Exercise goal:
Copy each line of the data below in which the word "OrderType" can be found.

Input records:
Issue #2204, opened 2018-07-04
OandA Fires duplicate events occasionally


Worthy7:
#### Expected Behavior
Only one event

#### Actual Behavior
Sometimes two of the exact same event

#### Potential Solution
No idea.

#### Reproducing the Problem
Cannot easily reproduce.

#### System Information
Here is a screenshot of the orders, complete with BrokerId ticket
![image](https://user-images.githubusercontent.com/4762399/42256569-1f8deb16-7f8d-11e8-9368-dd5541f0116b.png)

Here is my output log:

> 20180704 13:16:02.177 Trace:: BrokerageTransactionHandler.OrderStatusChanged(): Time: 2018/07/04 4:16:02 OrderID: 2 Symbol: EURUSD Status: Submitted BrokerId: 1162
> 20180704 13:16:02.178 Trace:: LiveTradingResultHandler.OrderEvent(): Time: 2018/07/04 4:16:02 OrderID: 2 Symbol: EURUSD Status: Submitted
> 20180704 13:16:02.181 Trace:: BrokerageTransactionHandler.OrderStatusChanged(): Time: 2018/07/04 4:16:02 OrderID: 2 Symbol: EURUSD Status: Filled Quantity: 2136000 FillPrice: 1.16646 USD Message: Oanda Fill Event BrokerId: 1162
> 20180704 13:16:02.181 Trace:: BrokerageTransactionHandler.OrderStatusChanged(): Time: 2018/07/04 4:16:02 OrderID: 2 Symbol: EURUSD Status: Filled Quantity: 2136000 FillPrice: 1.16646 USD Message: Oanda Fill Event BrokerId: 1162
> 20180704 13:16:02.189 Trace:: Debug: New Order Event: Time: 2018/07/04 4:16:02 OrderID: 2 Symbol: EURUSD Status: Submitted
> 20180704 13:16:02.261 Trace:: LiveTradingResultHandler.OrderEvent(): Time: 2018/07/04 4:16:02 OrderID: 2 Symbol: EURUSD Status: Filled Quantity: 2136000 FillPrice: 1.16646 USD Message: Oanda Fill Event
> 20180704 13:16:02.272 Trace:: Debug: New Order Event: Time: 2018/07/04 4:16:02 OrderID: 2 Symbol: EURUSD Status: Filled Quantity: 2136000 FillPrice: 1.16646 USD Message: Oanda Fill Event
[...]

PR #2254, opened 2018-07-17
Fix OANDA fires duplicate market events

Martin-Molinero:
#### Description

- Adding `Lock` to `OandaRestApiBase.cs` so both V1 and V20 api use it. To avoid depending on `order.Status` Oanda needs to keep track internally of the market orders and their status., adding new collection `ConcurrentDictionary<int, OrderStatus>` for this. Adding another test.
     - `PlaceOrder()` => Take lock, api.PlaceOrder(), add to dictionary only if order is Partially filled, release lock, inform user.
     - `Callback()` => Takes lock, get order, release lock. If order was not removed from the dictionary (means its already fully filled), pass, else inform user.
     - Moving ` OnOrderEvent(new OrderEvent(order, DateTime.UtcNow, orderFee) { Status = OrderStatus.Submitted });` outside lock scope.
- For both api V1 and V20, on `PlaceOrder()` will use `OrderStatus.PartiallyFilled` or `OrderStatus.Filled` based on `(order.AbsoluteQuantity - marketOrderFillQuantity)`
- On `OnTransactionDataReceived()` in api V20, removed line where we set order status directly.
- On `OandaBrokerageTests.cs` overwrote `OrderParameters` to avoid unsupported `StopLimitOrder` tests.
#### Related Issue

Closes https://github.com/QuantConnect/Lean/issues/2204
#### Motivation and Context

OANDA Fires duplicate events

N/A

Oanda brokerage tests using trial account
#### Types of changes

#### Checklist:

### DIFF
--- a/Brokerages/Oanda/OandaRestApiV1.cs
+++ b/Brokerages/Oanda/OandaRestApiV1.cs
@@ -135,70 +135,77 @@ namespace QuantConnect.Brokerages.Oanda
                 { "units", Convert.ToInt32(order.AbsoluteQuantity).ToString() }
             };
 
+            const int orderFee = 0;
+            var marketOrderFillQuantity = 0;
+            var marketOrderRemainingQuantity = 0;
+            decimal marketOrderFillPrice;
+            var marketOrderStatus = OrderStatus.Filled;
+            order.PriceCurrency = SecurityProvider.GetSecurity(order.Symbol).SymbolProperties.QuoteCurrency;
             PopulateOrderRequestParameters(order, requestParams);
 
-            var postOrderResponse = PostOrderAsync(requestParams);
-            if (postOrderResponse == null)
-                return false;
-
-            // if market order, find fill quantity and price
-            var marketOrderFillPrice = 0m;
-            if (order.Type == OrderType.Market)
+            lock (Locker)
             {
+                var postOrderResponse = PostOrderAsync(requestParams);
+                if (postOrderResponse == null)
+                    return false;
+                // Market orders are special, due to the callback not being triggered always, if the order was filled,
+                // find fill quantity and price and inform the user
+                if (postOrderResponse.tradeOpened != null && postOrderResponse.tradeOpened.id > 0)
+                {
+                    if (order.Type == OrderType.Market)
+                    {
+                        marketOrderFillQuantity = postOrderResponse.tradeOpened.units;
+                    }
+                    else
+                    {
+                        order.BrokerId.Add(postOrderResponse.tradeOpened.id.ToString());
+                    }
+                }
+
+                if (postOrderResponse.tradeReduced != null && postOrderResponse.tradeReduced.id > 0)
+                {
+                    if (order.Type == OrderType.Market)
+                    {
+                        marketOrderFillQuantity = postOrderResponse.tradeReduced.units;
+                    }
+                    else
+                    {
+                        order.BrokerId.Add(postOrderResponse.tradeReduced.id.ToString());
+                    }
+                }
+
+                if (postOrderResponse.orderOpened != null && postOrderResponse.orderOpened.id > 0)
+                {
+                    if (order.Type != OrderType.Market)
+                    {
+                        order.BrokerId.Add(postOrderResponse.orderOpened.id.ToString());
+                    }
+                }
+
+                if (postOrderResponse.tradesClosed != null && postOrderResponse.tradesClosed.Count > 0)
+                {
+                    marketOrderFillQuantity += postOrderResponse.tradesClosed
+                        .Where(trade => order.Type == OrderType.Market)
+                        .Sum(trade => trade.units);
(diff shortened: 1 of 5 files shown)


Brokerages/Oanda/OandaRestApiV20.cs
```diff
@@ -157,56 +156,51 @@ public override bool PlaceOrder(Order order)
         {
             const int orderFee = 0;
             ApiResponse<InlineResponse201> response;
+            var request = GenerateOrderRequest(order);
 
-            lock (_locker)
+            // send Submitted order event
+            order.PriceCurrency = SecurityProvider.GetSecurity(order.Symbol).SymbolProperties.QuoteCurrency;
+            lock (Locker)
```
StefanoRaggi: Good catch with the missing locks!

Brokerages/Oanda/OandaRestApiV20.cs
```diff
@@ -349,16 +351,14 @@ private void OnTransactionDataReceived(string json)
                     var transaction = obj.ToObject<OrderFillTransaction>();
 
                     Order order;
-                    lock (_locker)
+                    lock (Locker)
                     {
                         order = OrderProvider.GetOrderByBrokerageId(transaction.OrderID);
                     }
                     if (order != null)
```
StefanoRaggi: Should we move this `if` block inside the `lock` block as well?

Brokerages/Oanda/OandaRestApiV20.cs
```diff
@@ -349,16 +351,14 @@ private void OnTransactionDataReceived(string json)
...
                     {
                         if (order.Type != OrderType.Market || order.Status != OrderStatus.Filled)
                         {
-                            order.Status = OrderStatus.Filled;
-
```
StefanoRaggi: Nice clean up :)

Brokerages/Oanda/OandaRestApiV1.cs
```diff
@@ -134,74 +134,72 @@ public override bool PlaceOrder(Order order)
                 { "instrument", SymbolMapper.GetBrokerageSymbol(order.Symbol) },
```
StefanoRaggi: `OandaRestApiV1`, is deprecated since May 2018 and don't think the endpoints are even working any more:
https://developer.oanda.com/rest-live/introduction/

Maybe we could remove the class completely?

Brokerages/Oanda/OandaRestApiV20.cs
Martin-Molinero: :) thanks!

Brokerages/Oanda/OandaRestApiV20.cs
Martin-Molinero: I wasn't 100% sure, because the methods that call the `api` won't free the lock until they are finished and the callback will be triggered _after_ the call to the `api`, so the thread processing the async response will wait at line354.
_But_ if a response for a previous operation comes in and we call another operation on the same order then both threads will be working on the same order 🙉.
Summary: I'll expand the `lock` block 👍

Brokerages/Oanda/OandaRestApiV1.cs
Martin-Molinero: Yes your right, I'll verify if we are not using it, if so, I'll remove it 👍

Martin-Molinero: I've requested Oanda to confirm that the v1 REST API isn't used for any case/users. I think for this PR I'll leave it, I suspect there are changes in the cloud required too

mchandschuh: we can remove V1 support following confirmation from Oanda and in a separate PR

Brokerages/Oanda/OandaRestApiV1.cs
```diff
@@ -134,74 +134,72 @@ public override bool PlaceOrder(Order order)
...
-                    FillPrice = marketOrderFillPrice,
-                    FillQuantity = marketOrderFillQuantity * Math.Sign(order.Quantity)
-                });
+                    var remainingQuantity = Convert.ToInt32(order.AbsoluteQuantity - marketOrderFillQuantity);
+                    // set order status based on remaining quantity
+                    var status = remainingQuantity > 0 ? OrderStatus.PartiallyFilled : OrderStatus.Filled;
+                    // if market order, find fill quantity and price
+                    var marketOrderFillPrice = Convert.ToDecimal(postOrderResponse.price);
+                    // if market order, also send Filled order event
+                    OnOrderEvent(new OrderEvent(order, DateTime.UtcNow, orderFee)
```
mchandschuh: `OnOrderEvent` will invoke the algorithm's `OrderEvent` event handler, and if that handler submits an order, is it possible to end up in a dead-lock? Locking over user code seems risky to me

Issue #2252, opened 2018-07-17
Integration with Tiingo custom data


StefanoRaggi:
We should support `Tiingo` services as custom data:
- EOD Price data: https://api.tiingo.com/services/tiingo/daily
- News data: https://api.tiingo.com/services/tiingo/news

API:
- https://api.tiingo.com/docs/tiingo/daily
- https://api.tiingo.com/docs/tiingo/news

mchandschuh:
Merged in #2255

PR #2255, opened 2018-07-17
Integration with Tiingo daily data

StefanoRaggi:
#### Description
This PR adds `Tiingo` daily prices as custom data.

#### Related Issue
#2252 
(does not close the issue because News data is not included in this PR)

Possibly we could add the new `TiingoDailyData` type in the documentation, in addition to `Quandl`

Backtesting and Live testing with basic algorithm using `AddData<TiingoDailyData>()`

#### Types of changes

#### Checklist:

### DIFF
--- a/Common/Data/Custom/Tiingo/TiingoDailyData.cs
+++ b/Common/Data/Custom/Tiingo/TiingoDailyData.cs
@@ -1,0 +1,172 @@
+﻿/*
+ * QUANTCONNECT.COM - Democratizing Finance, Empowering Individuals.
+ * Lean Algorithmic Trading Engine v2.0. Copyright 2014 QuantConnect Corporation.
+ *
+ * Licensed under the Apache License, Version 2.0 (the "License");
+ * you may not use this file except in compliance with the License.
+ * You may obtain a copy of the License at http://www.apache.org/licenses/LICENSE-2.0
+ *
+ * Unless required by applicable law or agreed to in writing, software
+ * distributed under the License is distributed on an "AS IS" BASIS,
+ * WITHOUT WARRANTIES OR CONDITIONS OF ANY KIND, either express or implied.
+ * See the License for the specific language governing permissions and
+ * limitations under the License.
+*/
+
+using System;
+using System.Collections.Concurrent;
+using System.Collections.Generic;
+using Newtonsoft.Json;
+using QuantConnect.Data.Market;
+using QuantConnect.Data.UniverseSelection;
+
+namespace QuantConnect.Data.Custom.Tiingo
+{
+    /// <summary>
+    /// Tiingo daily price data
+    /// https://api.tiingo.com/docs/tiingo/daily
+    /// </summary>
+    public class TiingoDailyData : TradeBar
+    {
+        private readonly ConcurrentDictionary<string, DateTime> _startDates = new ConcurrentDictionary<string, DateTime>();
+
+        /// <summary>
+        /// The end time of this data. Some data covers spans (trade bars) and as such we want
+        /// to know the entire time span covered
+        /// </summary>
+        public override DateTime EndTime
+        {
+            get { return Time + Period; }
+            set { Time = value - Period; }
+        }
+
+        /// <summary>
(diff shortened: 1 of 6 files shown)


Common/Data/Custom/Tiingo/TiingoDailyData.cs
```diff
@@ -0,0 +1,189 @@
...
+        /// <summary>
+        /// Returns true if the Tiingo API token has been set.
+        /// </summary>
+        public static bool IsAuthTokenSet { get; private set; }
+
+        /// <summary>
+        /// Sets the Tiingo API token.
+        /// </summary>
+        /// <param name="authToken">The Tiingo API token</param>
+        public static void SetAuthToken(string authToken)
```
jaredbroad: To keep naming convention same as Quandl please use "SetAuthCode" or provide an overload which passes through here as SetAuthToken.

Common/Data/Custom/Tiingo/TiingoDailyData.cs
```diff
@@ -0,0 +1,189 @@
...
+        ///     Instance of the T:BaseData object generated by this line of the CSV
+        /// </returns>
+        public override BaseData Reader(SubscriptionDataConfig config, string content, DateTime date, bool isLiveMode)
+        {
+            var list = JsonConvert.DeserializeObject<List<TiingoDailyData>>(content);
+
+            foreach (var item in list)
+            {
+                item.Symbol = config.Symbol;
+                item.Time = item.Date;
```
mchandschuh: cool, looks like we're properly handling start/end times of the bar here -- I'm assuming that `item.Date` means the item contains daily data for that date

Common/Data/Custom/Tiingo/TiingoDailyData.cs
```diff
@@ -0,0 +1,189 @@
...
+using Newtonsoft.Json;
+using QuantConnect.Data.UniverseSelection;
+
+namespace QuantConnect.Data.Custom.Tiingo
+{
+    /// <summary>
+    /// Tiingo daily price data
+    /// https://api.tiingo.com/docs/tiingo/daily
+    /// </summary>
+    public class TiingoDailyData : BaseData
```
mchandschuh: Should this derive from `TradeBar` so it can be used by indicators dependent on OHCLV data (without needing to specify a trade bar selector)?

Common/Data/Custom/Tiingo/TiingoDailyData.cs
```diff
@@ -72,31 +73,31 @@ public override DateTime EndTime
         /// The actual (not adjusted) open price of the asset on the specific date
         /// </summary>
         [JsonProperty("open")]
-        public decimal Open { get; set; }
+        public new decimal Open { get; set; }
```
mchandschuh: yea, I guess I didn't think about how we'll add the `JsonProperty` attributes to the base class properties -- I think these `get/set` implementations **must** patch through to the `base`:

``` csharp
[JsonProperty("open")]
public new decimal Open
{
    get { return base.Open; }
    set { base.Open = value; }
}
```

otherwise we'll have separate storage, one for this who see this as `TradeBar` and another for those who see this as `TiingoDailyData`

mchandschuh: Another option is to make open/high/low/close/volume/period all overrideable -- then you can decorate them directly without the layer of indirection. This also would enable this same behavior for any users attempting to subclass -- thoughts?

Common/Data/Custom/Tiingo/TiingoDailyData.cs
```diff
@@ -60,7 +61,7 @@ public override DateTime EndTime
         /// <summary>
         /// Gets a time span of one day
         /// </summary>
-        public TimeSpan Period => QuantConnect.Time.OneDay;
+        public new TimeSpan Period => QuantConnect.Time.OneDay;
```
mchandschuh: I don't think this will play well with `TradeBar.EndTime`

PR #2269, opened 2018-07-18
Refactors SetHolding to use MarketOnOpen for daily data

### LINKED ISSUE #2210: SetHoldings use MarketOnOpen for Daily Data
#### Expected Behavior
SetHoldings smart enough to use appropriate order type if intraday data isn't available. 

#### Actual Behavior
Constant warnings about conversion to MarketOnOpen when using SetHoldings on Daily.

#### Potential Solution
 - Abstract QCAlgorithm.Trading L204 -> 213 into Method.
 - Use Method QCAlgorithm.Trading L922 to get right order type.
```
//Only place trade if we've got > 1 share to order.
var quantity = CalculateOrderQuantity(symbol, percentage) - marketOrdersQuantity;
if (Math.Abs(quantity) > 0)
{
     MarketOrder(symbol, quantity, false, tag);
}
```

#### Reproducing the Problem
Run equities daily SetHoldings algorith,

#### Checklist

AlexCatarino:
#### Description
The logic to select the right market order type is moved to `SetHoldings`. If the market is closed or there is only daily data, a market on open order is placed.

#### Related Issue
Closes #2210

#### Motivation and Context
LEAN users were confused when inundated by messages saying their market orders were being converted to `MarketOnOpenOrders` when they were using `SetHoldings`. To make the method more intelligent we implemented logic which automatically sends `MarketOnOpen` orders when the exchange is open. We considered factoring in the daily-subscription information but discounted it when realized it is perfectly reasonable to have a daily subscription and submit market orders which maintains the current behaviour. @mchandschuh rightly pointed out that MOO orders would actually be more accurate as they'd fill for the next datapoint; however to maintain the current models we've elected to only convert to `MarketOnOpenOrder` when the exchange is closed.

No.

Manually running BasicTemplateAlgorithm with Daily resolution.

#### Types of changes

#### Checklist:

### DIFF
--- a/Algorithm/QCAlgorithm.Trading.cs
+++ b/Algorithm/QCAlgorithm.Trading.cs
@@ -198,6 +198,20 @@ namespace QuantConnect.Algorithm
         public OrderTicket MarketOrder(Symbol symbol, decimal quantity, bool asynchronous = false, string tag = "")
         {
             var security = Securities[symbol];
+
+            // check the exchange is open before sending a market order, if it's not open
+            // then convert it into a market on open order
+            if (!security.Exchange.ExchangeOpen)
+            {
+                var mooTicket = MarketOnOpenOrder(security.Symbol, quantity, tag);
+                var anyNonDailySubscriptions = security.Subscriptions.Any(x => x.Resolution != Resolution.Daily);
+                if (mooTicket.SubmitRequest.Response.IsSuccess && !anyNonDailySubscriptions)
+                {
+                    Debug("Converted OrderID: " + mooTicket.OrderId + " into a MarketOnOpen order.");
+                }
+                return mooTicket;
+            }
+
             var request = CreateSubmitOrderRequest(OrderType.Market, security, quantity, tag, DefaultOrderProperties?.Clone());
 
             // If warming up, do not submit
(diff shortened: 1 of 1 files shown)


Algorithm/QCAlgorithm.Trading.cs
```diff
@@ -198,20 +198,6 @@ public OrderTicket MarketOrder(Symbol symbol, double quantity, bool asynchronous
         public OrderTicket MarketOrder(Symbol symbol, decimal quantity, bool asynchronous = false, string tag = "")
         {
             var security = Securities[symbol];
-
-            // check the exchange is open before sending a market order, if it's not open
-            // then convert it into a market on open order
-            if (!security.Exchange.ExchangeOpen)
```
mchandschuh: I don't think we want to remove this -- just make `SetHoldings` issue the correct order type.

Consider an algorithm with daily data. Right now submitting `MarketOrder` just works as they get converted to `MarketOnOpenOrder` calls -- if we remove this, the `MarketOrder` will fail due to market being closed (always closed w/ daily data!)

Algorithm/QCAlgorithm.Trading.cs
```diff
@@ -922,7 +909,18 @@ into ticket
             var quantity = CalculateOrderQuantity(symbol, percentage) - marketOrdersQuantity;
             if (Math.Abs(quantity) > 0)
             {
-                MarketOrder(symbol, quantity, false, tag);
+                var anyNonDailySubscriptions = security.Subscriptions.Any(x => x.Resolution != Resolution.Daily);
+
+                //Check whether the exchange is open and intraday data is available to send a market order. 
+                //If not, send a market on open order instead
+                if (security.Exchange.ExchangeOpen && anyNonDailySubscriptions)
```
mchandschuh: nice check, this makes sense to me. if exchange is open and we have intraday data, submit `MarketOrder` -- otherwise do `MarketOnOpen` -- love it.

Issue #2820, opened 2019-01-11
Daily and Hour Resolution History Requests Slow


Martin-Molinero:
#### Expected Behavior
- Hour resolution history request data throughput should be similar to other resolutions.

#### Actual Behavior
- Hour resolution history request is an order of magnitude slower than for example a minute resolution history request. This is because the entire hour data for each symbol is stored **in a single file** causing a big overhead for just fetching one data point (vs separated daily zips for Minute Resolution)

#### Potential Solution
- Maybe we could jump around in the file without actually iterating through every line by using a binary search algorithm + [File.Seek](https://docs.microsoft.com/en-us/dotnet/api/system.io.filestream.seek?view=netframework-4.5.2).

#### Reproducing the Problem
- Execute an algorithm performing a `History(_symbol, 1, Resolution.Hour);` on each OnData.

#### System Information
N/A
#### Checklist 
- [x] I have completely filled out this template
- [x] I have confirmed that this issue exists on the current `master` branch
- [x] I have confirmed that this is not a duplicate issue by searching [issues](https://github.com/QuantConnect/Lean/issues)

- [x] I have provided detailed steps to reproduce the issue

jaredbroad:
#### Step 2: Caching, and only _reading_ the history once from disk. 
Definitely the fastest idea from @gsalaz98; but will need some smarts to prevent memory explosion. Cache the results of the history call and only parse it from disk once. Imagine `History` asking for 1 minute bar - every minute of the day; it will parse the minute zip file 390x per day. Caching the instances parsed will reduce work done 390x (less overhead for returning relevant rows and caching).

jaredbroad:
Caching sounds worth a shot. We might need to be smart about who gets cached though. The daily data is about 6GB in memory so can't cache it all.  

IMHO the key issue isn't parallel or parsing the data -- its the design of the data feed which disposes of the entire enumerator stack each day - even for files which have more than 1-day of data. This causes the feed to need to start from scratch each day, re-enumerating the whole daily file each day.

stan4git:
PR is out.
https://github.com/QuantConnect/Lean/pull/2899

6GBs is specifically for shared data web service(remote data source). Not for standalone LEAN instance.

On interesting finding during the performance profile is - Each LEAN backtest instance spins up about 16 user threads, two of which are taking about 90% of the time/computation while others doing very little work.

[...]

PR #2975, opened 2019-02-28
Cache raw data points

Martin-Molinero:
#### Description

- `TextSubscriptionDataSourceReader` will now cache raw price mode data
points for each requested source file, per data type.
   - Caching will be handled by the `MemoryCache` class. Max physical memory usage will be 70%. 
Cache entry should be evicted if it has not been accessed in 5 minutes.
   - Adding unit tests
- `GetLastKnownPrice()` will not `RoundDown` end time. This was causing
it to fail to fetch any data point in some cases.

### CLOUD performance testing
```
        {
            SetStartDate(2016, 01, 01);
            SetEndDate(2018, 01, 01);
            SetCash(10000);
            _symbol = AddEquity("SPY").Symbol;
        }
        public override void OnEndOfDay()
        {
            var dailyHistory = History(_symbol, 1, Resolution.Daily/Hour).First();
        }
```

**PR Resolution.Hour**
4.62 seconds at 42k data points per second. Processing total of 196,141 data points.
4.38 seconds at 45k data points per second. Processing total of 196,141 data points.
4.86 seconds at 40k data points per second. Processing total of 196,141 data points.
**PR Resolution.Daily**
5.13 seconds at 38k data points per second. Processing total of 196,141 data points.
4.27 seconds at 46k data points per second. Processing total of 196,141 data points.
4.02 seconds at 49k data points per second. Processing total of 196,141 data points.
**MASTER Resolution.Hour**
82.92 seconds at 2k data points per second. Processing total of 196,141 data points.
82.48 seconds at 2k data points per second. Processing total of 196,141 data points.
85.68 seconds at 2k data points per second. Processing total of 196,141 data points.
**MASTER Resolution.Daily**
16.73 seconds at 12k data points per second. Processing total of 196,141 data points.
17.46 seconds at 11k data points per second. Processing total of 196,141 data points.
15.71 seconds at 12k data points per second. Processing total of 196,141 data points.

**Result: ~20x improvement for `Resolution.Hour`. ~4x `Resolution.Daily`**

### Performance Analysis
**MASTER Resolution.Daily**
imagen

**MASTER Resolution.Hour**
imagen

Both `Resolution.Daily` and `Resolution.Hour` data files are organized in 1 zip file per symbol (for the entire data history). **Each** history request has to open, read and parse this only data file. The objective of this PR is to cache and reuse this raw data.

#### Related Issue

Closes https://github.com/QuantConnect/Lean/issues/2820
#### Motivation and Context

Daily and Hour Resolution History Requests were adding significant overhead to overall performance.

N/A

Unit and regression tests. Performance testing in the cloud. Live deployment. Local testing
#### Types of changes

#### Checklist:

### DIFF
--- a/Engine/DataFeeds/TextSubscriptionDataSourceReader.cs
+++ b/Engine/DataFeeds/TextSubscriptionDataSourceReader.cs
@@ -155,7 +155,7 @@ namespace QuantConnect.Lean.Engine.DataFeeds
                     $"Type is: {cacheItem.Value.GetType()}");
             }
             // Find the first data point 10 days (just in case) before the desired date
-            // and subtract one item (just in case there wasn't a time gap and data.Time is after _date)
+            // and subtract one item (just in case there was a time gap and data.Time is after _date)
             var index = cache.FindIndex(data => data.Time.AddDays(10) > _date);
             index = index > 0 ? (index - 1) : 0;
             foreach (var data in cache.Skip(index))
--- a/Engine/DataFeeds/TextSubscriptionDataSourceReader.cs
+++ b/Engine/DataFeeds/TextSubscriptionDataSourceReader.cs
@@ -15,11 +15,16 @@
 
 using System;
 using System.Collections.Generic;
+using System.Collections.Specialized;
 using System.ComponentModel;
+using System.Linq;
 using QuantConnect.Data;
 using QuantConnect.Interfaces;
 using QuantConnect.Lean.Engine.DataFeeds.Transport;
 using QuantConnect.Util;
+using System.Runtime.Caching;
+using QuantConnect.Data.Fundamental;
+using QuantConnect.Data.UniverseSelection;
 
 namespace QuantConnect.Lean.Engine.DataFeeds
 {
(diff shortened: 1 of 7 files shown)


Engine/DataFeeds/TextSubscriptionDataSourceReader.cs
```diff
@@ -34,7 +39,16 @@ public class TextSubscriptionDataSourceReader : ISubscriptionDataSourceReader
...
         private readonly SubscriptionDataConfig _config;
+        private bool _shouldCacheDataPoints;
         private readonly IDataCacheProvider _dataCacheProvider;
+        private static readonly MemoryCache BaseDataSourceCache = new MemoryCache("BaseDataSourceCache",
+            // Cache can use up to 70% of the installed physical memory
+            new NameValueCollection{ { "physicalMemoryLimitPercentage", "70"} });
+        private static readonly CacheItemPolicy CachePolicy = new CacheItemPolicy
+        {
+            // Cache entry should be evicted if it has not been accessed in given span of time:
+            SlidingExpiration = TimeSpan.FromMinutes(5)
```
stan4git: LRU instead of time-based caching might make more sense here.

Engine/DataFeeds/TextSubscriptionDataSourceReader.cs
```diff
@@ -69,6 +83,8 @@ public TextSubscriptionDataSourceReader(IDataCacheProvider dataCacheProvider, Su
             _config = config;
             _isLiveMode = isLiveMode;
             _factory = (BaseData) ObjectActivator.GetActivator(config.Type).Invoke(new object[] { config.Type });
+            _shouldCacheDataPoints = !_config.IsCustomData && _config.Resolution >= Resolution.Hour
```
stan4git: Why not cache higher frequency data?

Engine/DataFeeds/TextSubscriptionDataSourceReader.cs
Martin-Molinero: Added this sliding expiration policy to avoid reaching the memory limit in a long running algorithm. I believe LRU will be used when the memory limit is reached.

Engine/DataFeeds/TextSubscriptionDataSourceReader.cs
Martin-Molinero: Both `Resolution.Daily` and `Resolution.Hour` data files are organized in 1 zip file per symbol (for the entire data history). Higher frequency data (`Minute`, `Second`, `Tick`) are organized in daily files. So there is a big difference in potential performance improvement. So as an initial approach tackling `Resolution.Daily` and `Resolution.Hour` seems like a good idea, also having in mind the potential RAM usage too.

Your response:
-            if (order.Type == OrderType.Market)
+                    if (order.Type == OrderType.Market)
+                    if (order.Type == OrderType.Market)
+                    if (order.Type != OrderType.Market)
+                        .Where(trade => order.Type == OrderType.Market)
                         if (order.Type != OrderType.Market || order.Status != OrderStatus.Filled)
             var request = CreateSubmitOrderRequest(OrderType.Market, security, quantity, tag, DefaultOrderProperties?.Clone());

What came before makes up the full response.